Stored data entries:
┄┄┄┄┄┄┄┄┄┄

PR #188, opened 2022-04-10
Add value to Programs

### LINKED ISSUE #177: Program Assignment updates
Just minor tweaks
* add "Assistance Dogs Set in Motion Client" to program assignment. program  picklist
* can we remove Program Assignment Name from Program assignment view?
image
*Related to Contact should be "Assigned Program**s**" not  "Assigned Program"

deb761:
Changed header to related list for Programs
Added bottom border to related objects.  Not perfect (radius is still there), but much better.

# Issues Closed
#177


atlasjen:
A few updates. It look like Contact Information was removed/not added to all. Each type (other than dog) should have Contact Information as a type.

Issue #66, opened 2021-04-08
Define & Update Contact Layout


atlasjen:
Jen: as part of schema review, complete mockup 
then assign to Arjinder to do the layout update

atlasjen:
This will end up mocked up to do a LWC. There are a handful of open questions running around in email threads about what need to be derived fields vs what can be queried realtime. Once resolved I will create the mockup and assign.

atlasjen:
start of notes:
**Schema**
- I think we can drop Trainer CEU Status and query the related CEU status.
- board member accepted date could be derived from Board Agreement File upload potentially
- Criminal conviction would be derived from background check vs set explicitly
- Drop criminal conviction notes


**Layout**
- In related, remove: opportunities, Cases, Campaign history

- In related, change" Program Assigned" to "Program**s** Assigned"

- In filter view, change "doner" to  "donor"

┄┄┄┄┄┄┄┄┄┄

■ **How to complete this task**
Your answer must be the lines above from the one containing "then assign to" to the one containing "- Criminal conviction", both included, restated word for word.

■ **Exercise solution**
then assign to Arjinder to do the layout update

atlasjen:
This will end up mocked up to do a LWC. There are a handful of open questions running around in email threads about what need to be derived fields vs what can be queried realtime. Once resolved I will create the mockup and assign.

atlasjen:
start of notes:
**Schema**
- I think we can drop Trainer CEU Status and query the related CEU status.
- board member accepted date could be derived from Board Agreement File upload potentially
- Criminal conviction would be derived from background check vs set explicitly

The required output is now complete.